§ **EXERCISE AIM**
Every line in the records below with the string "fields" needs to be copied out.

[Saved entries]
****************

PR #199, opened 2017-03-09
Fixing Full Text Search

afrasier:
While helping @ejgullo on her full text search story, I discovered that we were missing the code that performed vector annotation. It appears that during refactoring to the new mixins, the annotation of full-text search vectors was left out. This code rectifies this, cleans up the filter mixin, adds validation for full text search operation, and introduces a test case to catch this problem.

* Added extra validations for full text search queries to the filter
validator
* Added search vector annotation to the filtering mixin
* Removed deprecated code from the filtering mixin
* Added test case for full text search on multiple fields

### DIFF
--- a/usaspending_api/common/api_request_utils.py
+++ b/usaspending_api/common/api_request_utils.py
@@ -253,6 +253,13 @@ class FilterGenerator():
                                 raise InvalidParameterException("Invalid field, operation 'range_intersect' requires an array of length 2 for field")
                             if (not isinstance(filt['value'], list) or len(filt['value']) != 2) and 'value_format' not in filt:
                                 raise InvalidParameterException("Invalid value, operation 'range_intersect' requires an array value of length 2, or a single value with value_format set to a ranged format (such as fy)")
+                        if filt['operation'] == 'search':
+                            if not isinstance(filt['field'], list) and not self.is_string_field(filt['field']):
+                                raise InvalidParameterException("Invalid field: '" + filt['field'] + "', operation 'search' requires a text-field for searching")
+                            elif isinstance(filt['field'], list):
+                                for search_field in filt['field']:
+                                    if not self.is_string_field(search_field):
+                                        raise InvalidParameterException("Invalid field: '" + search_field + "', operation 'search' requires a text-field for searching")
                     else:
                         raise InvalidParameterException("Malformed filter - missing field, operation, or value")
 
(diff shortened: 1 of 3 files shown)


usaspending_api/common/api_request_utils.py
```diff
@@ -253,6 +253,13 @@ def validate_post_request(self, request):
                                 raise InvalidParameterException("Invalid field, operation 'range_intersect' requires an array of length 2 for field")
                             if (not isinstance(filt['value'], list) or len(filt['value']) != 2) and 'value_format' not in filt:
                                 raise InvalidParameterException("Invalid value, operation 'range_intersect' requires an array value of length 2, or a single value with value_format set to a ranged format (such as fy)")
+                        if filt['operation'] == 'search':
```
catherinedevlin: Took me a minute to puzzle these next few lines out; the upshot is that we're raising an error if any field in filt['field'] is non-string, whether filt['field'] is a list or a single value... is that right?  Maybe (non-urgently) a comment to that effect, or even pull it out to a function with an informative name like `raiseIfNonFieldPresent` or something...

usaspending_api/common/mixins.py
```diff
@@ -155,21 +155,24 @@ def filter_records(self, request, *args, **kwargs):
...
-            # deprecated: we plan to start storing fiscal years in the database
-            if request.query_params.get('fy'):
-                fy = FiscalYear(request.query_params.get('fy'))
-                fy_arguments = fy.get_filter_object('date_signed', as_dict=True)
-                filters = {**filters, **fy_arguments}
-            return queryset.filter(**filters).distinct()
+            filters = Q(**fg.create_from_query_params(request.query_params))
+
+        # Handle FTS vectors
+        if len(fg.search_vectors) > 0:
```
catherinedevlin: Now I'm really curious if 169-172 could be replaced by `vector_sum = sum(fg.search_vectors)`.  If search vectors support `+=` I bet they support `sum`.

usaspending_api/common/api_request_utils.py
afrasier: Yes, `search` has the option of specifying a single field or an array, so we check to see if all the fields are text.

usaspending_api/common/mixins.py
afrasier: I'm sure we'll get a chance to try that out when we (inevitably) need to add more functionality to the full text search (i.e. supporting "OR" and "AND" which I think I saw in the design docs...)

****************

§ **ANSWER TO THIS EXERCISE**
* Added test case for full text search on multiple fields
afrasier: Yes, `search` has the option of specifying a single field or an array, so we check to see if all the fields are text.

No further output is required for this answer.